Taal is natuurlijk in zekere mate persoonlijk, maar 'wou' wordt meestal beschouwd als minder deftig of formeel dan 'wilde'.
Off-topic: nivo en buro zijn niet standaard en zullen dat zeker ooit nooit worden. Ik geloof zelfs (zonder bewijs) dat zulke vormen op hun retour zijn.

Met alle respect, is Nederlands je moedertaal zoals je profiel aangeeft?


----------



## jacquesvd

Grytolle said:


> wou/wilde afmaken
> 
> "wilde" wordt helaas voor correcter gehouden, "wouden" ipv "wilden" nog helaser voor incorrect


 
In het meervoud geldt 'wouden' inderdaad als niet correct en ik hoor of lees het ook quasi nooit. In het enkelvoud gelden 'wou' en 'wilde' beiden als absoluut correct en dat het ene frequenter gebruikt wordt dan het andere zegt niets over de juistheid.

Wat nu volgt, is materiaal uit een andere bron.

PR #559, opened 2022-01-11
Fix popovers for DatePicker & TimePicker

danrabbit:
Review with hide whitespace changes

I ended up opting not to use arrows and position the popover on the icon because it just looked cleaner and more native to do it this way as a menu style aligned to the end of the entry:

Screenshot from 2022-01-10 16 26 08
Screenshot from 2022-01-10 16 26 01

While we're here:

* Remove the `widgets` namespace
* Put icons describing the entry in the primary position, and dropdown arrows in the secondary position

- [x] Needs https://github.com/elementary/stylesheet/pull/1159 for proper popover padding


tintou:
It at least is working better than current main. The date picket seem to not work correctly here and only respond from time to time. Also the widget isn't usable with the keyboard but that's probably something we can iterate on.

danrabbit:
@tintou I made a separate branch here to address the date picker's responsiveness: https://github.com/elementary/granite/pull/571

It looks like unfortunately the calendar widget not being keyboard accessible is an issue with GTK itself, so we should probably pursue that upstream

cassidyjames (approved):

PR #568, opened 2022-01-13
Utils: Remove Granite.CloseButtonPosition

danrabbit:
This appears to be used only once in Gala


JoseExposito:
Removed from Gala:
https://github.com/elementary/gala/pull/1364

PR #573, opened 2022-01-19
GTK4/Remove SourceList

### LINKED ISSUE #563: Port or Remove Granite.SourceList
It appears that only Code and Mail are using SourceList.

Photos, Files, and Tasks have their own custom treeview implementation or subclass ListBox.

We should decide if it's worth porting SourceList to GTK4, we want a new sidebar implementation, or apps should implement their own sidebars as needed

danrabbit:
Fixes #563 

Removes SourceList as well as CellRenderedBadge and CellRendererExpander which are only used by SourceList.

If we want to have a shared sidebar widget, it probably should be based on something else and with a different API than treeview, so remove this for now and we can consider adding in a new Granite.Sidebar widget later


danrabbit:
No objections, and it sounds like if we want a Sidebar widget we'd remove this anyways and do a new API, so :rocket:

PR #575, opened 2022-01-19
Remove SeekBar

### LINKED ISSUE #564: Port or Remove Granite.SeekBar
It looks like SeekBar is only used in Videos now. The new Music has its own seekbar implementation. It seems there are some third party apps using SeekBar.

The old seekbar was written to be used with the clutter gstreamer APIs, so if we want to port it it'll need a rewrite anyways.

Need to decide if it's worth carrying this widget or apps should just do their own custom implementation. Especially now that Gtk.Video element is a thing

danrabbit:
Fixes #564 

I'm inclined to remove this for now since it's only used in Videos and it's built for Clutter.Gst which means a new implementation will have to break API anyways. We can always add in a new widget later if it's necessary


danrabbit:
No Objections so :rocket:

PR #578, opened 2022-01-24
Remove DynamicNotebook

### LINKED ISSUE #572: Fix or Remove Granite.DynamicNotebook
These days there's a good TabBar implementation in LibAdwaita: https://valadoc.org/libadwaita-1/Adw.TabBar.html

It's used in Epiphany and is much more modern than Gtk.Notebook with nice animations, improved Drag and Drop, etc.

Is it worth fixing/maintaining dynamic notebook or should we drop it for GTK4 and use Adw.TabBar instead?

danrabbit:
Fixes #572 

Sounds like the plan is to try using [Adw.TabBar](https://valadoc.org/libadwaita-1/Adw.TabBar.html) instead


danrabbit:
I've got a confirmation on the issue report and no objections so :rocket:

In de irrealis is 'wou' trouwens veel meer gebruikt dan 'wilde' en komt het eigenlijk overeen met 'zou willen' dat in een aantal gevallen (maar niet altijd) zelfs omslachtiger en minder stijlvol klinkt. Zie bv. Godfried Bomans "ik wou dat ik twee hondjes was, dan kon ik met mezelf spelen'. In deze zin kun je 'wou' eigenlijk niet vervangen door 'wilde', hoogstens door 'zou willen' maar dan loopt de zin helemaal niet zo lekker. Zie ook 'ik wou dat ik het kon' dat gelijk staat met 'ik zou willen dat ik het kon' en niet hetzelfde is als 'ik wilde dat ik het kon'


----------



## nasinas

Grytolle said:


> "wilde afmaken" is ook enigszins beter schrijftaal dan "af wilde maken"


 
Volgens mij is dat niet zo en kan het allebei.


----------